The bus system in both cities is terrible (though I don't know how it could ever be improved...how do you create a timely bus route that accesses every residential part of a city?), and the transit pass cost goes up every year as well.

This is for someone living in the city; living in the country because you can't afford to live in the city makes things even harder, because there is no flexibility there. You spend a specific amount of time driving, your insurance, etc. You try to keep your gas cost budgeted, but this would increase it and force you to sacrifice somewhere else in order to compensate. When I was younger I had the choice to live with my parents in the country for free, or live in the city for $600 a month in an apartment. The price of gas was a major factor in this, but obviously not the only one. A single person could move into the city to save on gas and try to balance the additional monthly living expense, but a family is less mobile. Move into a rathole in the city or keep your affordable house outside and commute.
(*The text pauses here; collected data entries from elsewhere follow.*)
PR #832, opened 2023-03-11
Support "ShowProgressPercentage" parameter (false by default)

N-Dekker:
Allows enabling showing progress percentages at the console (standard output), by adding the following elastix parameter:

    (ShowProgressPercentage "true")

As I discussed last week with Marius Staring (@mstaring).

This pull request aims to supersede PR #826 "Show progress percentage only when requested by user" (which would instead add an extra command-line option `-progress on`, and `ShowProgressPercentageOn`/`Off` member functions.) It also addresses issue #756 "Executable progress indication appears suppressed on Windows".


mstaring:
lgtm!

PR #856, opened 2023-03-23
Add `SetInitialTransformParameterObject` to `ElastixRegistrationMethod`

N-Dekker:

PR #857, opened 2023-03-24
BUG: Only use InitialTransformParameterObject during first registration

N-Dekker:
When `ElastixRegistrationMethod::GenerateData()` does a sequence of multiple registrations, only the first one should use the parameter maps from the InitialTransformParameterObject. _Right?_  😃 

Follow-up to pull request https://github.com/SuperElastix/elastix/pull/856 commit 48c64583c8514eac7fa9ad46848be9d100ac80c9 "Add `SetInitialTransformParameterObject` to `ElastixRegistrationMethod`"

### DIFF
--- a/Core/Main/itkElastixRegistrationMethod.hxx
+++ b/Core/Main/itkElastixRegistrationMethod.hxx
@@ -232,7 +232,7 @@ ElastixRegistrationMethod<TFixedImage, TMovingImage>::GenerateData()
     unsigned int isError = 0;
     try
     {
-      isError = m_InitialTransformParameterObject
+      isError = ((i == 0) && m_InitialTransformParameterObject)
                   ? elastixMain->RunWithInitialTransformParameterMaps(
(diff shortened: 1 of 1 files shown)


mstaring:
of course the subsequent registrations should use the combination of the initial transform and the prior registrations as a combined initial transform for itself...

Did you do extensive testing here?

N-Dekker:
> Did you do extensive testing here?

@mstaring  Thanks for your suggestion. I just added a unit test for this case:
- pull request #860 

Then I realized that `elx::TransformBase::BeforeRegistrationBase()` simply ignores any initial parameter map or initial parameter file, when an initial transform object  (`m_Elastix->GetInitialTransform()`) is specified. It only looks for initial parameter maps or initial parameter files in the `else` part of this `if`:

https://github.com/SuperElastix/elastix/blob/48c64583c8514eac7fa9ad46848be9d100ac80c9/Core/ComponentBaseClasses/elxTransformBase.hxx#L173 

So the commit of this PR not really a bug fix, it's just a style improvement  😃

PR #885, opened 2023-05-08
STYLE: Implement logging without third party dependency (spdlog)

N-Dekker:
Gabi Melman's spdlog is a great library, but does not seem necessary here, as elastix was only using a fraction of its functionality.

This commit offers just what elastix needs (thread safety and log levels), while having less lines of code.


N-Dekker:
Discussed by mail, with Stefan and Marius. For now it appears OK to remove the spdlog dependency.

PR #886, opened 2023-05-08
STYLE: Rename TransformixFilter template parameter TMovingImage "TImage"

N-Dekker:
The template parameter of `TransformixFilter` is not _just_ the type of the moving image (the input image). Conceptually, it is also the type of the fixed image. Moreover, it is the type of the output image as well.

----
Note that template parameter of `TransformixFilter` was originally named `TInputImage`. It was renamed to "TMovingImage" by commit d5aa28e408fb26fb7a8c4c95c2f6332373b60e2d "ENH: Rename TransformixFilter's template parameter from TInputImage to TMovingImage to clarify mathematical definition and transformation direction", by Kasper (@kaspermarstal), 24 August 2016.

### DIFF
--- a/Core/Main/itkTransformixFilter.h
+++ b/Core/Main/itkTransformixFilter.h
@@ -55,15 +55,15 @@
 namespace itk
 {
 
-template <typename TMovingImage>
-class ITK_TEMPLATE_EXPORT TransformixFilter : public ImageSource<TMovingImage>
+template <typename TImage>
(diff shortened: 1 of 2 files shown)


N-Dekker:
Ideally I think TransformixFiltershould have two template arguments, `TInputImage` and `TOutputImage`. But that's beyond the scope of this pull request. The output pixel type may be specified by the parameter "ResultImagePixelType", but it should always correspond with the template argument anyway.

PR #658, opened 2026-07-22
Loader: provisioned serving + astro cache-bust to redeploy merged loader

hhkarimi:
Combines two changes needed before the next dev-cluster rebuild:

## 1. Serve on a provisioned instance class (not Serverless v2)
The `resize` step (step 6) now flips the served writer to a provisioned instance class instead of Serverless v2:
- `serve_instance_class` config, env `LOADER_SERVE_INSTANCE_CLASS`, **prod default `db.r6g.4xlarge`**; astro-dev sets `db.t4g.medium`.
- New `flip_writer_to_provisioned` in `core/aws.py` (instance-level `modify_db_instance` + `wait_instance_class_applied`; no cluster-level ServerlessV2 config).
- `ResizeManifest` drops `min_acu`/`max_acu`, keeps `final_instance_class`.
- The on-failure cost guard (`scale_down`) is unchanged and still flips to cheap Serverless v2 to hold a failed cluster — its ACU fields were renamed to `scale_down_min_acu`/`scale_down_max_acu` (env `LOADER_SCALE_DOWN_*`) to keep the two concerns distinct.
- Loader DAG doc updated to match.

Load/index phases are untouched (still the big `db.r8g` classes), so no load-perf impact.

## 2. Astro cache-bust bump
Bumps the `requirements.txt` cache-bust token so `astro deploy` reinstalls the loader `@main` — picking up the merged enum (#657), the `hf_most_important_policy_item` column, the green→public compat views, and the provisioned-serving change above.

Tests: full loader suite 310 passed + integration suite 4 passed; ruff/format/ty clean.

### DIFF
--- a/airflow/astro/docs/people_api_loader.md
+++ b/airflow/astro/docs/people_api_loader.md
@@ -13,8 +13,8 @@ data-loading revamp). Latest work is on the active feature branch (currently
 
 The loader is a Python CLI (`people-api-loader/`, `loader <step> --date <ds_nodash>`) that follows a
 train-deployment model: every refresh provisions a brand new Aurora cluster, loads and indexes it,
-resizes it to Serverless v2, and (at cutover) swaps it in as the serving database. The existing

Someone who owns a $70,000 SUV or truck doesn't think twice about the price of gas when they fill up, so this is definitely targeting the wrong group of taxpayers. Not to mention that the cap and trade system is a stupid system to begin with.

Every single tax increase always has serious negative effects to the middle to lower income households first, which is why it's so strange to support left wing "raise taxes" parties when they screw you over the hardest. The best reduction in my own personal taxes have been the income tax reduction by moving out of the left wing shithole of Manitoba into Alberta (saved $2000 a year), the reduction of the GST (thanks Harper), and the lack of PST here as well. Thank you, right wing politics. Oh, and Alberta Health care is a massive leap better than Manitoba Health, so there really isn't anything positive you can say about left wing rule.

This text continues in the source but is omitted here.